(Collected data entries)
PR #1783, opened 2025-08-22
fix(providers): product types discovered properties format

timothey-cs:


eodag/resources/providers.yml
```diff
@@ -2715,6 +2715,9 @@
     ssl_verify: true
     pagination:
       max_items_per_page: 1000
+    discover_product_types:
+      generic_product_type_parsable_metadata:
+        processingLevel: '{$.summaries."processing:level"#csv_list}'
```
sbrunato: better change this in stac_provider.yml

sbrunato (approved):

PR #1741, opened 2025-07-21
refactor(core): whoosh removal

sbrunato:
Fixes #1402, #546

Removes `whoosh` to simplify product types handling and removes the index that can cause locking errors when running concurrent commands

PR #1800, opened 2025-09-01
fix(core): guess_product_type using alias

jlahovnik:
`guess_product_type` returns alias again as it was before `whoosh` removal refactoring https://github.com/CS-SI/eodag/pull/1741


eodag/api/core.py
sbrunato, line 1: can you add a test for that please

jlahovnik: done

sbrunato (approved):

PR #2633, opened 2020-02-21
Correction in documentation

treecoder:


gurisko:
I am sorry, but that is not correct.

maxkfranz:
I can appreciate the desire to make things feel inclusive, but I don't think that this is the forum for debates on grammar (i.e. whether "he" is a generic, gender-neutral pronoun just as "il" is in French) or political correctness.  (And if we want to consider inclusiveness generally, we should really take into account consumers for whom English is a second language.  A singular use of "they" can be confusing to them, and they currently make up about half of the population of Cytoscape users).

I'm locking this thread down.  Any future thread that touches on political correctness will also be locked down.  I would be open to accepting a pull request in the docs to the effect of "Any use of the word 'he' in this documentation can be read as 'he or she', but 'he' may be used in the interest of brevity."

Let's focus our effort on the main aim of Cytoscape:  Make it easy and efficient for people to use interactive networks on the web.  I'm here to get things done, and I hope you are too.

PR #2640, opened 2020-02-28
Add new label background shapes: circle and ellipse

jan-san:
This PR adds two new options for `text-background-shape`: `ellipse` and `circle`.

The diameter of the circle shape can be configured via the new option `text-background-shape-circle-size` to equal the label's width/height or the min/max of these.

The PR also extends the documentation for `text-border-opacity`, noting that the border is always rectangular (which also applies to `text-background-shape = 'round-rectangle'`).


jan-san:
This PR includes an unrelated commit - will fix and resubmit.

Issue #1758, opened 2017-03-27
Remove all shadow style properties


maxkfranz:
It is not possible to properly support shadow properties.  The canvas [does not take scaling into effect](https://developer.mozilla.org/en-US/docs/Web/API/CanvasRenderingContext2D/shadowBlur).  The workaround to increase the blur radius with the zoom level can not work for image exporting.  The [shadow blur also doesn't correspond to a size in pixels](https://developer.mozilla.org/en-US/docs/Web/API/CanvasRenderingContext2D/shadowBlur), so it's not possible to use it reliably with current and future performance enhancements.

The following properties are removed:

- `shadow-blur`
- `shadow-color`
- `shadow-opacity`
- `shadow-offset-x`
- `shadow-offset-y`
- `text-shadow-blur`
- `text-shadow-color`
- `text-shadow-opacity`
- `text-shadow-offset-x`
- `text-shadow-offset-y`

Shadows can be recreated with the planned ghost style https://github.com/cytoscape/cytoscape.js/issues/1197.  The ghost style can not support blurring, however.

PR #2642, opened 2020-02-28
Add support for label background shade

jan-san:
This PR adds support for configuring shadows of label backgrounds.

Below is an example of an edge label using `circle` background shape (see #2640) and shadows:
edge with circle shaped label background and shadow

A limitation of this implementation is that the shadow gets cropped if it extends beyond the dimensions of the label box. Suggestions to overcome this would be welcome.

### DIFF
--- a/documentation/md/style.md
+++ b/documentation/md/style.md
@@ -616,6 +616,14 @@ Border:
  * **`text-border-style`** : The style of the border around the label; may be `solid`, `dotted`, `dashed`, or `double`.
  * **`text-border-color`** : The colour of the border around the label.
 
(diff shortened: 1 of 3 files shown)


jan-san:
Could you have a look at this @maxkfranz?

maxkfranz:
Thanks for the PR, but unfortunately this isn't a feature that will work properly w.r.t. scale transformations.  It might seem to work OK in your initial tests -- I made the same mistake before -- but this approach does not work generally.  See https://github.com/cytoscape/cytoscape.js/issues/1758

_Task brief_: Restate word for word only the lines running from the beginning of the data to the line holding "I can appreciate", both included.

_Answer section_:
PR #1783, opened 2025-08-22
fix(providers): product types discovered properties format

timothey-cs:


eodag/resources/providers.yml
```diff
@@ -2715,6 +2715,9 @@
     ssl_verify: true
     pagination:
       max_items_per_page: 1000
+    discover_product_types:
+      generic_product_type_parsable_metadata:
+        processingLevel: '{$.summaries."processing:level"#csv_list}'
```
sbrunato: better change this in stac_provider.yml

sbrunato (approved):

PR #1741, opened 2025-07-21
refactor(core): whoosh removal

sbrunato:
Fixes #1402, #546

Removes `whoosh` to simplify product types handling and removes the index that can cause locking errors when running concurrent commands

PR #1800, opened 2025-09-01
fix(core): guess_product_type using alias

jlahovnik:
`guess_product_type` returns alias again as it was before `whoosh` removal refactoring https://github.com/CS-SI/eodag/pull/1741


eodag/api/core.py
sbrunato, line 1: can you add a test for that please

jlahovnik: done

sbrunato (approved):

PR #2633, opened 2020-02-21
Correction in documentation

treecoder:


gurisko:
I am sorry, but that is not correct.

maxkfranz:
I can appreciate the desire to make things feel inclusive, but I don't think that this is the forum for debates on grammar (i.e. whether "he" is a generic, gender-neutral pronoun just as "il" is in French) or political correctness.  (And if we want to consider inclusiveness generally, we should really take into account consumers for whom English is a second language.  A singular use of "they" can be confusing to them, and they currently make up about half of the population of Cytoscape users).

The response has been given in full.